Stored data entries
PR #10933, opened 2023-10-04
Gui: Python support of workbench manipulation

wwmayer:
See https://github.com/FreeCAD/FreeCAD/pull/10732#issuecomment-1746496249

### DIFF
--- a/src/Gui/Application.cpp
+++ b/src/Gui/Application.cpp
@@ -124,6 +124,7 @@
 #include "WaitCursor.h"
 #include "Workbench.h"
 #include "WorkbenchManager.h"
+#include "WorkbenchManipulator.h"
 #include "WidgetFactory.h"
 
 
@@ -535,6 +536,7 @@ Application::~Application()
 {
     Base::Console().Log("Destruct Gui::Application\n");
     WorkbenchManager::destruct();
+    WorkbenchManipulator::removeAll();
     SelectionSingleton::destruct();
     Translator::destruct();
     WidgetFactorySupplier::destruct();
--- a/src/Gui/Application.h
+++ b/src/Gui/Application.h
@@ -348,6 +348,9 @@ public:
     static PyObject* sAddDocObserver           (PyObject *self,PyObject *args);
     static PyObject* sRemoveDocObserver        (PyObject *self,PyObject *args);
 
+    static PyObject* sAddWbManipulator         (PyObject *self,PyObject *args);
+    static PyObject* sRemoveWbManipulator      (PyObject *self,PyObject *args);
+
     static PyObject* sListUserEditModes        (PyObject *self,PyObject *args);
     static PyObject* sGetUserEditMode          (PyObject *self,PyObject *args);
     static PyObject* sSetUserEditMode          (PyObject *self,PyObject *args);
--- a/src/Gui/ApplicationPy.cpp
+++ b/src/Gui/ApplicationPy.cpp
@@ -66,6 +66,7 @@
 #include "WidgetFactory.h"
 #include "Workbench.h"
 #include "WorkbenchManager.h"
+#include "WorkbenchManipulatorPython.h"
 #include "Inventor/MarkerBitmaps.h"
 #include "Language/Translator.h"
 
@@ -355,6 +356,18 @@ PyMethodDef Application::Methods[] = {
    "removeDocumentObserver(obj) -> None\n"
    "\n"
    "Remove an added document observer.\n"
+   "\n"
+   "obj : object"},
+  {"addWorkbenchManipulator",  (PyCFunction) Application::sAddWbManipulator, METH_VARARGS,
+   "addWorkbenchManipulator(obj) -> None\n"
+   "\n"
+   "Add a workbench manipulator to modify a workbench when it is activated.\n"
+   "\n"
+   "obj : object"},
+  {"removeWorkbenchManipulator",  (PyCFunction) Application::sRemoveWbManipulator, METH_VARARGS,
+   "removeWorkbenchManipulator(obj) -> None\n"
+   "\n"
+   "Remove an added workbench manipulator.\n"
    "\n"
    "obj : object"},
   {"listUserEditModes", (PyCFunction) Application::sListUserEditModes, METH_VARARGS,
@@ -1528,6 +1541,32 @@ PyObject* Application::sRemoveDocObserver(PyObject * /*self*/, PyObject *args)
 
     PY_TRY {
         DocumentObserverPython::removeObserver(Py::Object(o));
+        Py_Return;
+    }
+    PY_CATCH;
+}
+
+PyObject* Application::sAddWbManipulator(PyObject * /*self*/, PyObject *args)
+{
+    PyObject* o;
+    if (!PyArg_ParseTuple(args, "O",&o))
+        return nullptr;
+
+    PY_TRY {
+        WorkbenchManipulatorPython::installManipulator(Py::Object(o));
+        Py_Return;
+    }
+    PY_CATCH;
+}
+
+PyObject* Application::sRemoveWbManipulator(PyObject * /*self*/, PyObject *args)
+{
+    PyObject* o;
+    if (!PyArg_ParseTuple(args, "O",&o))
+        return nullptr;
+
+    PY_TRY {
+        WorkbenchManipulatorPython::removeManipulator(Py::Object(o));
         Py_Return;
     }
     PY_CATCH;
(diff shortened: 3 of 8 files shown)


wwmayer:
> So it would be something like: Gui.manipulateMenu("insert","Std_Help", "Bim_Help")

No, that's not how it works. You implement a Python class
```
class WbManipulator:
   def modifyMenuBar(self):
       return [("insert","Std_Help", "Bim_Help")]
```

Then at some point you register it to the system with `Gui.installManipulator(WbManipulator())`

The method modifyMenuBar returns a list of tuples or list or dicts to allow to support several changes but we only changing one thing it could be allowed to return the inner tuple, list or dict directly.

But at this point it's only a proposal and things could still be changed when starting to implement it.

wwmayer:
I decided to return a dict or list of dicts to tell the calling instance what to change.
Here some code snippets how to manipulate things:

This manipulator
* removes the Quit command from the File menu
* adds the About command to the end of the Macro menu
* add the About command before the Parameter editor
* and adds the Windows command after the Parameter editor

By default the "insert" action puts a command before the reference command. If it should be added afterwards then the dict must contain the key "after". Its associated value is irrelevant.
```
class Manipulator:
  def modifyMenuBar(self):
    return [{"remove" : "Std_Quit"},
                  {"append" : "Std_About", "menuItem" : "Std_DlgMacroRecord"},
                  {"insert" : "Std_About", "menuItem" : "Std_DlgParameter"}
                  {"insert" : "Std_Windows", "menuItem" : "Std_DlgParameter", "after" : ""}]

manip = Manipulator()
Gui.addWorkbenchManipulator(manip)
```

This manipulator remove the whole sub-menu "Standard views" from the context-menu and adds the Windows command before the Measure toggle command.
```
class Manipulator:
   def modifyContextMenu(self, recipient):
     if recipient == "View":
       return [{"remove" : "Standard views"},
                     {"insert" : "Std_Windows", "menuItem" : "View_Measure_Toggle_All"}]

 manip = Manipulator()
 Gui.addWorkbenchManipulator(manip)
 ```

This manipulator removes the Macro toolbar and adds the Quit command at the end of the File toolbar
 ```
 class Manipulator:
   def modifyToolBars(self):
       return [{"remove" : "Macro"},
               {"append" : "Std_Quit", "toolBar" : "File"}]

 manip = Manipulator()
 Gui.addWorkbenchManipulator(manip)
 ```

**Comment by yorikvanhavre** [comment]
Excellent!!

**Comment by mwganson** [comment]
In experimenting with this I tried:

```
class Manipulator:
  def modifyToolBars(self):
      return [{"remove" : "PartDesign_ShapeBinder", "toolbar": "PartDesignHelper"},
              {"insert" : "Std_Part", "menuItem":"PartDesign_Point", "toolbar" : "PartDesignHelper"}]

manip = Manipulator()
Gui.addWorkbenchManipulator(manip)
wb = FreeCADGui.activeWorkbench()
wb.reloadActive()
```

It removes the ShapeBinder toolbar item, but doesn't add the Std_Part.  What am I doing wrong?  Is it not possible to both remove and insert at the same time?

**Comment by wwmayer** [comment]
> Is it not possible to both remove and insert at the same time?

Of course, it's possible.

> but doesn't add the Std_Part.

but I don't know what you try to do with the second action.

Did you want to do this?
```
class Manipulator:
  def modifyToolBars(self):
      return [{"remove" : "PartDesign_ShapeBinder", "toolbar": "PartDesignHelper"},
              {"insert" : "Std_Part", "toolItem":"PartDesign_Point"}]

manip = Manipulator()
Gui.addWorkbenchManipulator(manip)
wb = FreeCADGui.activeWorkbench()
wb.reloadActive()
```

**Comment by mwganson** [comment]
Thanks.  I see my mistake, using menuItem instead of toolItem.

Potentially, there is a bug with inserting.  I expected the Std_Part to be put in front of the datum point, but instead has been placed at the end.
Snip macro screenshot-157191

Initially I had tried to replace the shapebinder tool with a macro that also creates a shapebinder, but bypasses the dialog and handles the visibility of the base object differently.  When that failed I tried the Std_Part to see if that would work.

**Comment by wwmayer** [comment]
> Potentially, there is a bug with inserting. I expected the Std_Part to be put in front of the datum point, but instead has been placed at the end.

Yes, but it has nothing to do with the manipulator. It's caused by this: https://github.com/FreeCAD/FreeCAD/blob/main/src/Gui/ToolBarManager.cpp#L346

> Initially I had tried to replace the shapebinder tool with a macro that also creates a shapebinder,

You can also replace the command.

**Comment by alexneufeld** [comment]
> > Is it not possible to both remove and insert at the same time?
> 
> Of course, it's possible.
> 
> > but doesn't add the Std_Part.
> 
> but I don't know what you try to do with the second action.
> 
> Did you want to do this?
> 
> ```
> class Manipulator:
>   def modifyToolBars(self):
>       return [{"remove" : "PartDesign_ShapeBinder", "toolbar": "PartDesignHelper"},
>               {"insert" : "Std_Part", "toolItem":"PartDesign_Point"}]
> 
> manip = Manipulator()
> Gui.addWorkbenchManipulator(manip)
> wb = FreeCADGui.activeWorkbench()
> wb.reloadActive()
> ```

If I copy this code to a file called $HOME/.local/share/FreeCAD/Mod/SomeCustomModule/InitGui.py I get the following error:

```
During initialization the error "No active workbench
" occurred in $HOME/.local/share/FreeCAD/Mod/SomeCustomModule/InitGui.py
Please look into the log file for further information
```

The log file shows the following:
```
Log: ----------------------------------------------------------------------------------------------------
Log: Traceback (most recent call last):
  File "<string>", line 142, in RunInitGuiPy
  File "$HOME/.local/share/FreeCAD/Mod/SomeCustomModule/InitGui.py", line 35, in <module>
    wb = FreeCADGui.activeWorkbench()
AssertionError: No active workbench

Log: ----------------------------------------------------------------------------------------------------
Err: During initialization the error "No active workbench
" occurred in $HOME/.local/share/FreeCAD/Mod/SomeCustomModule/InitGui.py
Err: Please look into the log file for further information
```

I'm using this version of FreeCAD:
```
OS: EndeavourOS (KDE/plasma)
Word size of FreeCAD: 64-bit
Version: 0.22.0dev.35370 (Git) AppImage
Build type: Release
Branch: main
Hash: 1066bb54ceec8f4f8376b5149253acda5677651d
Locale: English/Canada (en_CA)
Installed mods: 
  * FreeCAD-Flat-Icons
  * OpenDark 2023.12.1
  * TDAlignItems
```
@wwmayer any suggestions?

**Comment by alexneufeld** [comment]
To answer my own question:

Adapt this snippet from the [Macro at Startup](https://wiki.freecad.org/Macro_at_Startup) wiki page:

``` python
def runStartupMacros(name):
    # Do not run when NoneWorkbench is activated because UI isn't yet completely there
    if name != "NoneWorkbench":
        # Run macro only once by disconnecting the signal at first call
        FreeCADGui.getMainWindow().workbenchActivated.disconnect(runStartupMacros)

        # Following 2 lines shall be duplicated for each macro to run
        import MySuperMacro # <-\
        MySuperMacro.run()  # <-- replace these with the workbench manipulation commands

        # Eg. if a second macro shall be launched at startup
        # import MyWonderfulMacro
        # MyWonderfulMacro.run()

# The following 2 lines are important because InitGui.py files are passed to the exec() function...
# ...and the runMacro wouldn't be visible outside. So explicitly add it to __main__
import __main__
__main__.runStartupMacros = runStartupMacros

# Connect the function that runs the macro to the appropriate signal
FreeCADGui.getMainWindow().workbenchActivated.connect(runStartupMacros)
```

mnesarco:
Hello @wwmayer,  I have some questions about this:

```
 class Manipulator:
   def modifyMenuBar(self):
     return [{"remove" : "Std_Quit"},
             {"append" : "Std_About", "menuItem" : "Std_DlgMacroRecord"},
             {"insert" : "Std_About", "menuItem" : "Std_DlgParameter"}
             {"insert" : "Std_Windows", "menuItem" : "Std_DlgParameter", "after" : ""}]

```

1. What happens if Std_Quit appears in more than one menu?
2. What happens if Std_DlgMacroRecord appears in more than one menu?
3. What happens if Std_DlgParameter appears in more than one menu?



```
   def modifyToolBars(self):
       return [
             {"insert" : "Std_Cut", "toolItem" : "Std_New"}]
```

4. What happens if Std_New appears in more than one Toolbar?


The mentioned cases look a bit ambiguous, if exiting references exists in more than one place, are all removed, or just the first found are removed? what if i want to remove the one in a specific menu?

Also for insertion, an existing item is used as reference, but what if the existing command is in more than one menu/toolbar? is the new one inserted in all places where the reference is found?

Thank you.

TASK ITEM:
Identify how many lines in the entries above contain the word "added" and provide only that figure.

EXPECTED ANSWER:
3